### ABOUT THIS TASK
Copy each line of the data below, character for character.

(Records from a data collection)
════

Issue #1782, opened 2018-02-13
Districts listed out of order on Election search results page - Dev space


patphongs:
When displaying the search results for a state, the districts are out of order. We need to take a look at what kind of sort order is in the API

**Example:** https://fec-dev-proxy.app.cloud.gov/data/elections/?cycle=2018&state=AZ

**API Call:** https://fec-dev-api.app.cloud.gov/v1/elections/search/?api_key=DEMO_KEY&per_page=100&cycle=2018&state=AZ

- [X] Front-end fix
- [x] API fix

lbeaufort:
It looks like it's related to the changes I made to use a new table with [this PR](https://github.com/18F/openFEC/commit/7a836fabcbe66a11c8f1ae5e43a28757d0fd7baa) 

Thank you for catching that, Pat. I could probably get a fix in before the release branch is cut, especially because Jun is cutting it in the afternoon. 

I should probably add an automated test for sort order - I think I was under the impression that the CMS sorted the house results by district.

patphongs:
Thanks @lbeaufort, I think it is a good idea to have the CMS handle the sort in the API call. Since the API already handles sorting districts, I made a PR (#1783) to just handle the sort in the form submit itself rather than having to change any of the backend code. I added you as a reviewer, let me know if you have any questions.

lbeaufort:
I'm removing the "high priority" label because we have a short-term workaround on the front end side that's already been implemented.

lbeaufort:
API fix merged: https://github.com/18F/openFEC/pull/2936

PR #1783, opened 2018-02-14
Fix district sort on election results page

patphongs:
## Summary

- Addresses #1782 
This adds the district sort to the election page search form

Example:
-  http://localhost:8000/data/elections/?cycle=2018&state=CA

### DIFF
--- a/fec/data/templates/election-lookup.jinja
+++ b/fec/data/templates/election-lookup.jinja
@@ -56,6 +56,7 @@
                 </select>
               </div>
               <div class="search-controls__submit">
+                <input type="hidden" value="district" name="sort" />
                 <button type="submit" class="button--search--text button--standard">Search</button>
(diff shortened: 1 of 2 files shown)


lbeaufort:
@patphongs this looks good to me - quick thinking! I also checked presidential years and they appear in order "P,S,H by district."

I'm thinking I should maybe also look into fixing the sort on the API side, and add an automated test - @LindsayYoung has worked with me on [this PR](https://github.com/18F/openFEC/commit/7a836fabcbe66a11c8f1ae5e43a28757d0fd7baa) that I believe scrambled the districts. Lindsay - thoughts?

lbeaufort:
@patphongs I checked with @LindsayYoung and we can't anticipate any problems with addressing this sort issue from both sides. Thank you to you both!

════

### RESULT
Issue #1782, opened 2018-02-13
Districts listed out of order on Election search results page - Dev space


patphongs:
When displaying the search results for a state, the districts are out of order. We need to take a look at what kind of sort order is in the API

**Example:** https://fec-dev-proxy.app.cloud.gov/data/elections/?cycle=2018&state=AZ

**API Call:** https://fec-dev-api.app.cloud.gov/v1/elections/search/?api_key=DEMO_KEY&per_page=100&cycle=2018&state=AZ

- [X] Front-end fix
- [x] API fix

lbeaufort:
It looks like it's related to the changes I made to use a new table with [this PR](https://github.com/18F/openFEC/commit/7a836fabcbe66a11c8f1ae5e43a28757d0fd7baa) 

Thank you for catching that, Pat. I could probably get a fix in before the release branch is cut, especially because Jun is cutting it in the afternoon. 

I should probably add an automated test for sort order - I think I was under the impression that the CMS sorted the house results by district.

patphongs:
Thanks @lbeaufort, I think it is a good idea to have the CMS handle the sort in the API call. Since the API already handles sorting districts, I made a PR (#1783) to just handle the sort in the form submit itself rather than having to change any of the backend code. I added you as a reviewer, let me know if you have any questions.

lbeaufort:
I'm removing the "high priority" label because we have a short-term workaround on the front end side that's already been implemented.

lbeaufort:
API fix merged: https://github.com/18F/openFEC/pull/2936

PR #1783, opened 2018-02-14
Fix district sort on election results page

patphongs:
## Summary

- Addresses #1782 
This adds the district sort to the election page search form

Example:
-  http://localhost:8000/data/elections/?cycle=2018&state=CA

### DIFF
--- a/fec/data/templates/election-lookup.jinja
+++ b/fec/data/templates/election-lookup.jinja
@@ -56,6 +56,7 @@
                 </select>
               </div>
               <div class="search-controls__submit">
+                <input type="hidden" value="district" name="sort" />
                 <button type="submit" class="button--search--text button--standard">Search</button>
(diff shortened: 1 of 2 files shown)


lbeaufort:
@patphongs this looks good to me - quick thinking! I also checked presidential years and they appear in order "P,S,H by district."

I'm thinking I should maybe also look into fixing the sort on the API side, and add an automated test - @LindsayYoung has worked with me on [this PR](https://github.com/18F/openFEC/commit/7a836fabcbe66a11c8f1ae5e43a28757d0fd7baa) that I believe scrambled the districts. Lindsay - thoughts?

lbeaufort:
@patphongs I checked with @LindsayYoung and we can't anticipate any problems with addressing this sort issue from both sides. Thank you to you both!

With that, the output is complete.